Im Folgenden wird der Durchschnitt von hailday_kfz_normalisiert über den gesamten Zeitraum berechnet.

In [None]:
df_average = kfz_hail_df.groupby('Kanton', as_index=False)['hailday_kfz_normalized'].mean().sort_values('hailday_kfz_normalized', ascending=False)

In [None]:
# Horizontal bar chart

# Initialize the matplotlib figure
f, ax = plt.subplots(figsize=(6, 15))

# Load the example car crash dataset
df_average = kfz_hail_df.groupby('Kanton', as_index=False)['hailday_kfz_normalized'].mean().sort_values('hailday_kfz_normalized', ascending=False)

# Plot the total crashes
sns.set_color_codes("pastel")
sns.barplot(x="hailday_kfz_normalized", y="Kanton", data=df_average)
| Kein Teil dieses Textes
PR #170, opened 2020-02-06
Merge upstream 2020-02-06 and revert EOL messages

dongsupark:
Merge upstream `master branch` to `flatcar-master`, and revert EOL commits from upstream.
We need to explicitly do that, to avoid various failures during the Flatcar release process.


dongsupark:
Tested the PR, and confirm it works fine.

pothos:
Ignition's `flatcar-master` and the ebuild commit should be updated to 0.34.0.

dongsupark:
Updated commits for init and igntion.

# Add a legend and informative axis label
ax.set(xlim=(0, 6), ylabel="Kanton",
       xlabel='Durchschnitt Hageltagen x Anzahl Autos (x100k)',
      title='Durchschnitt gesamte Zeitspanne (2005-2022)')

plt.show()

### Karte für den Durchschnitt über den gesamten Zeitraum

In [None]:
# join swiss canton shape dataframe
average_data_kfz_hail = canton_map.merge(df_average, left_on="NAME", right_on="Kanton")

In [None]:
# colormap scale definitions
min_kfz_hail_average = average_data_kfz_hail["hailday_kfz_normalized"].min()
max_kfz_hail_average = average_data_kfz_hail["hailday_kfz_normalized"].max()
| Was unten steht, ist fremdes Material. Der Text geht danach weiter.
PR #175, opened 2020-02-10
sys-kernel: bump kernel to 5.5.2 for edge

dongsupark:
Update Kernel to the latest 5.5.2.

* Enabled a kernel module QEDE, just like upstream.
* Fixed K_BASE_VER to 5.5
* Removed invalid kernel configs that are not supported in 5.5.
* Update coreos-firmware to 20200122, to make it work with kernel 5.5.
* Rename symlinks source version from 1.24.3.0 to 1.24.11.0, to make it work with the new firmware version.


pothos:
`sys-kernel/coreos-sources/coreos-sources-5.5.2.ebuild` still has `K_BASE_VER="5.4"`

dongsupark:
Yes, good catch.
Today I found the wrong kernel version as well, and fixed it.
Then it uncovers more issues, as always, so I fixed them too.
Now I am building and testing the whole edge image.

dongsupark:
Updated PR.

* Fixed K_BASE_VER to 5.5
* Removed invalid kernel configs that are not supported in 5.5.
* Update coreos-firmware to 20200122, to make it work with kernel 5.5.
* Rename symlinks source version from 1.24.3.0 to 1.24.11.0, to make it work with the new firmware version.

dongsupark:
Added another commit for BTF, coming from https://github.com/flatcar-linux/coreos-overlay/pull/161

PR #184, opened 2020-02-20
coreos-base/oem-rackspace: Get public and private IP based on routes

pothos:
The OEM package does not set net.ifnames=0 in the kernel command line
(as, for example, oem-ec2-compat does) to ensure that ifnames are ethX.

Regardless of the ifname scheme, get the public and private IPs
based on the routes that get set up.
https://support.rackspace.com/how-to/basic-network-troubleshooting/
shows that the private IPs are 10.x.x.x with 10.176.32.1 as gateway.

Note: Should be picked for alpha and edge, too.


pothos:
This PR is not really related to https://github.com/flatcar-linux/bootengine/pull/6 because this script here runs after the initramfs has finished, so it uses the persistent names anyway unless the interface types are excluded (e.g., because they are virtio interfaces). Nevertheless I think we should not hardcode eth0 and eth1, thus the fix.

Disclaimer: I did not test it on Rackspace directly.

dongsupark:
It needs a rebase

ax = average_data_kfz_hail.plot(
    column="hailday_kfz_normalized",
    cmap=color_map_haildays_kfz,
    linewidth=0.1,
    legend=False,
    vmin=min_kfz_hail_average,
    vmax=max_kfz_hail_average,
)
ax.axis("off")
ax.set_title("Durchschnitt gesamte Zeitspanne (2005-2022)")
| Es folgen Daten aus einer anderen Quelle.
PR #190, opened 2020-02-25
sys-kernel/bootengine: Re-enable persistent ifnames

pothos:
In the initramfs persistent ifnames were disabled.
This caused problems because when the renaming was
done after the initramfs, a race made it fail, as
originally reported in
https://github.com/coreos/bugs/issues/1767

Reverts the booteninge commit
"systemd: add module to disable network device renaming"
and widens the networkd match rule for DigitalOcean.

Note: Should be cherry-picked for alpha and edge.


pothos:
Done

PR #193, opened 2020-02-27
app-emulation: bump docker to 19.03.6 to use runc 1.0-rc10 for edge

dongsupark:
So far it looked like docker-runc's version was 1.0-rc10, which was what `runc --version` showed. However it was not the case, because docker 19.03.5 [still pulls in runc](https://github.com/docker/docker-ce/blob/v19.03.5/components/engine/hack/dockerfile/install/runc.installer#L7). As a result, actually it installed runc 1.0-rc8 instead of rc10. That's why the runc still failed to run with a tight memory requirements, like max 20M.

As the upstream docker 19.03.6 already updated the runc version to [1.0-rc10](https://github.com/docker/docker-ce/blob/v19.03.6/components/engine/hack/dockerfile/install/runc.installer#L7), we just need to update docker to 19.03.6.


dongsupark:
See https://github.com/flatcar-linux/coreos-overlay/pull/228 instead.

PR #201, opened 2020-03-05
sys-apps/systemd: Set interface naming scheme to latest

pothos:
When the initramfs gave a persistent name to
a network interface, renaming it via Name is
not working with the v238 naming scheme even
if NamePolicy is unset.
Switch to the newest network interface naming
scheme to resolve this issue.

https://github.com/flatcar-linux/Flatcar/issues/36

Note: Pick for alpha and edge.


pothos:
Ok, good to know that there are some name changes possible which we need to call out in the release notes.

PR #204, opened 2020-03-06
.github: schedule daily Github actions for Go

dongsupark:
Schedule daily Github actions for creating PRs for upstream Go releases, just like Kernel.

Replaces https://github.com/flatcar-linux/coreos-overlay/pull/186


dongsupark:
Updated, by running a shallow git clone instead of a full clone.

PR #205, opened 2020-03-06
.github: fix a commit message and exit code in Kernel workflows

dongsupark:
In the commit message, we should use a prefix `sys-kernel`, without `coreos-sources`.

# extract axes object from GeoAxesSubplot
ax = ax.axes
# create and add colorbar
sm = plt.cm.ScalarMappable(
    cmap=color_map_haildays_kfz,
    norm=plt.Normalize(vmin=min_kfz_hail_average, vmax=max_kfz_hail_average),
)
cbar = plt.colorbar(sm, ax=ax, fraction=0.05, pad=0.03)
cbar.ax.set_ylabel("Hageltagen x Anzahl Autos [100k]", rotation=270, labelpad=20)
plt.show()

Basierend auf den jährlichen Hageltagen und der Anzahl der immatrikulierten Autos über den gesamten Zeitraum (2005-2022) sind die Kantone Zürich, Bern und Luzern die Kantone mit dem höchsten Risiko für die Autoversicherer.